Segui, pela televisão, o discurso de António José Seguro na Convenção Novo Rumo. Ouvi as receitas, tomei nota das promessas. É óbvio que o secretário geral do Partido Socialista avançou com o discurso após a decisão do Tribunal de Justiça Europeu sobre o direito ao esquecimento: Seguro confia em que, se chegar ao governo, vai poder obrigar os motores de busca a apagar todos os traços dos compromissos e garantias de sábado passado. Só assim faz sentido. Porque senão, o que Seguro apresentou foi a mais longa nota de suicídio da política portuguesa.

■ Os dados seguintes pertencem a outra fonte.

PR #329, opened 2015-05-01
Renamed identifiers with leading underscores

### LINKED ISSUE #219: NAN uses identifiers with leading underscores
Leading underscores in names is a minefield. Better use trailing underscores to tag internal symbols. NAN currently uses names starting with `_N` and those are definitely reserved:

http://stackoverflow.com/questions/228783/what-are-the-rules-about-using-an-underscore-in-a-c-identifier

Also, consider using the `NanInternal` namespace.

kkoopa:
Fixes #219 

Left some deprecated identifers which will be removed anyway.

### DIFF
--- a/nan.h
+++ b/nan.h
@@ -252,19 +252,21 @@ NAN_INLINE uint32_t NanUInt32OptionValue(
 template<typename T>
 v8::Local<T> NanNew(v8::Handle<T>);
 
-template<typename T>
-NAN_INLINE v8::Local<T> _NanEnsureLocal(v8::Handle<T> val) {
-  return NanNew(val);
-}
+namespace NanIntern {
+  template<typename T>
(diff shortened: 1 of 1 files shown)


kkoopa:
RFC

rvagg:
I don't mind, if you're using enough of these outside of NAN to see it as a general pattern. I've used a few of the macros myself before so can see the sense in this.

Is `NanIntern` an idiomatic naming for an internal C++ namespace?

kkoopa:
I will update the PR to reflect that `NanIntern` was renamed to `Nan::imp` in b4529bb78ed63d5aec9ecee97b1d46eb49fc3773. The main objective here was to first and foremost get rid of all identifiers with intial underscores, as that violates the standard. I have not reflected much on what to actually expose and not yet. Some of these can probably be moved to the internal namespace.

PR #334, opened 2015-05-07
Next

kkoopa:
Start collecting pull requests for NAN 2 here.


bnoordhuis:
LGTM although the CI seems (partially) unhappy.

Out of curiosity, why was NanNewContextHandle deprecated?

kkoopa:
AppVeyor hasn't pulled in build images for io.js 2 yet, they have it scheduled 
for today, so it should start working by itself soon enough.

NanNewContextHandle was replaced with NanNew<Context>.

kkoopa:
Only things missing now are:
* the new `Buffer` implementation
* sticking everything (but macros) in namespace `Nan`
* replacement of some `NanNew<String>` routines that should not be

kkoopa:
Don't know why crapveyor lists a failure although nothing failed. Can't reproduce.

kkoopa:
Probably fixed it now. It was due to a sort of broken test (more like broken io.js). Calling `gc()` is supposed to be synchronous, but it does not appear to be so really. Made a polling loop to circumvent it.

kkoopa:
A whole lot of documentation will need to be written and rewritten. Should we make use of Doxygen or some other similar alternative?

It would be nice to have proper documentation that did not have too much prerequisite API knowledge. In the past, this was less of a problem, as NAN was mostly used to port existing addons, but now almost all of them use NAN and the docs are more important for new developments.

Should NAN be documented the same way a core module would be documented, to fit in with other node docs?

P.S. I don't like writing documentation.

agnat:
I'm not a big fan of doxygen. It is either in the way or annoyingly uninformative. Sometimes both. I'd rather help with writing proper documentation. IMO it is the only way to describe things like `NanNew<>()` for the average reader.

P.S. I don't either ... but then who does?

kkoopa:
I'm not that big a fan of Doxygen myself either. I like reading its output, but don't like seeing it in the code or writing it. The reason I thought about it is because many classes are almost directly derived from V8. Please do help out with writing proper documentation, I have so many things to do that documentation gets rather low priority, even though I know that documentation is important for the end-user.

kkoopa:
Should we do some general restructuring? Grouping things into namespaces, perhaps into classes. I'd be tempted to stick the `Buffer` routines in a namespace or class. What about splitting into more files? 

@agnat As you did an excellent job on the `NanNew` rewrite, I wonder if you have anything in mind regarding these points?

agnat:
Hm, I don't feel the need to get the buffer stuff out of the way. It's only a hand full of functions. If anything I'd go with a namespace. Don't invent classes just to encapsulate a few functions.

I would however drop the Nan-prefix on everything in namespace Nan. I'd also go with an all lowercase `namespace nan`...

Regarding single vs. multiple files, I personally like to spread things out a bit. But that's just me...

kkoopa:
All lowercase namespace does not work. It is used by something existing and leads to conflicts. I'd drop the prefix if it weren't too much work.

trevnorris:
`NanCopyBuffer` is still using `Buffer::New`. I've updated the next branch to be `Buffer::Copy`.

kkoopa:
And `Buffer::Use` was renamed, yes. I have not gotten around to updating this yet. Been working on (another) migration tool. Will probably fix it this weekend.

trevnorris:
@kkoopa cool, figured. just wanted to make sure we didn't cross wires.

kkoopa:
Yes, it is highly appreciated.

kkoopa:
There, I've removed the Nan prefix from all names and updated the buffer routines for the latest changes.

Aside from missing documentation, general testing, cleanup and final reviewing, this ought to be near a final releasable state.

I will probably remove the conversion script from here and release that as a separate thing. I've been working on a better conversion tool based on libclang. The analysis part works rather well, aside from occasional segfaults on token processing, most likely due to a Buffer getting wrongly garbage collected somewhere. Unfortunately, the rewriting part still has some unsolved problems.

kkoopa:
Merged. 2.0.0 Is out.

@rvagg Nothing should block io.js 3.0 anymore.

rvagg:
Woohoo! Thanks @kkoopa, I'm working on release notes for v3 now. Should be out soon.

PR #950, opened 2023-05-06
new: Add CMake as an alternative build tool

zenon8adams:
This commit integrates CMake as an alternative build tool for the project. Users can now choose to use CMake to configure and build the project, in addition to the existing Makefile.


kkoopa:
Thank you, this is a nice addition. Just need to remember to keep this in sync with the Makefile.

PR #956, opened 2023-09-12
Cast `v8::Object::GetInternalField()` return value to `v8::Value`

codebytere:
Refs https://github.com/nodejs/node/pull/48943
Refs https://chromium-review.googlesource.com/c/v8/v8/+/4834471

Electron is hitting build failures on this as a result of the above CL - This PR fixes these issues by casting `v8::Object::GetInternalField()` return values to `v8::Value`.


kkoopa:
Thank you.

PR #960, opened 2023-11-01
chore: use new constructor for ScriptOrigin when >= 17.x

codebytere:
Refs https://chromium-review.googlesource.com/c/v8/v8/+/3395880.

Chromium did an advance deprecation removal of the `ScriptOrigin` ctor without an Isolate.

This allows Electron to remove a [patch](https://github.com/electron/electron/blob/61374019c03ab1af8584550277318ba7c2adb0ca/patches/nan/use_new_constructor_for_scriptorigin_when_17_x.patch#L1-L29)

### DIFF
--- a/test/cpp/news.cpp
+++ b/test/cpp/news.cpp
@@ -115,7 +115,7 @@ NAN_METHOD(NewScript) {
 
 NAN_METHOD(NewScript2) {
   v8::ScriptOrigin origin(
-#if NODE_MODULE_VERSION >= NODE_18_0_MODULE_VERSION
+#if NODE_MODULE_VERSION >= NODE_17_0_MODULE_VERSION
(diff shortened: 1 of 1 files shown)


kkoopa:
Why was the check originally for Node 18? I am AFK for about a week and cannot look into it until later.

codebytere:
@kkoopa that's when the new constructor was initially slated to be removed, but they moved up the date after all uses in Chromium got removed it seems.

codebytere:
@kkoopa I'd still love a look at this when you can!

codebytere:
They've now removed this ctor entirely:  https://chromium-review.googlesource.com/c/v8/v8/+/5539888

So we'll likely need to pend this until Node.js contains the version of V8 that removes it as well.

Não quero ser injusto. O PS tem um grande problema: precisa de ganhar as eleições pela esquerda, para depois governar à direita. Em Julho do ano passado, perante a desagregação ministerial, o presidente da república pôs (e bem) o poder à mão dos socialistas. Hoje, o PS poderia ir a votos como o partido que garantiu a conclusão do ajustamento. Mas os inimigos de Seguro dentro do PS não lhe deram licença para agarrar a oportunidade. Agora, resta-lhe ser radical e milagreiro, para depois poder ser moderado e realista.

O destino de Seguro, com o seu Contrato para a Confiança, não tem mistério: será a versão portuguesa do último filme de François Hollande, menos as actrizes. Mas para o socialismo de cá, há o risco de ser pior. Sem maioria absoluta, um PS vitorioso nas próximas legislativas dependerá do PSD ou do CDS para governar, porque o PCP ou o BE não existem para fazer compromissos. Ontem, falou-se muito das coincidências programáticas entre o PS e a actual maioria. Mas um acordo parlamentar ou de governo não é simplesmente uma questão de medidas análogas. É uma questão de entendimento político. E aí, a intransigência do PS durante estes três anos terá consequências. Vai, quase de certeza, inspirar os inconformados que um pacto com os socialistas suscitar à direita: porque não imitar o Seguro dos últimos tempos, recusar qualquer cooperação e apostar num regresso rápido ao poder?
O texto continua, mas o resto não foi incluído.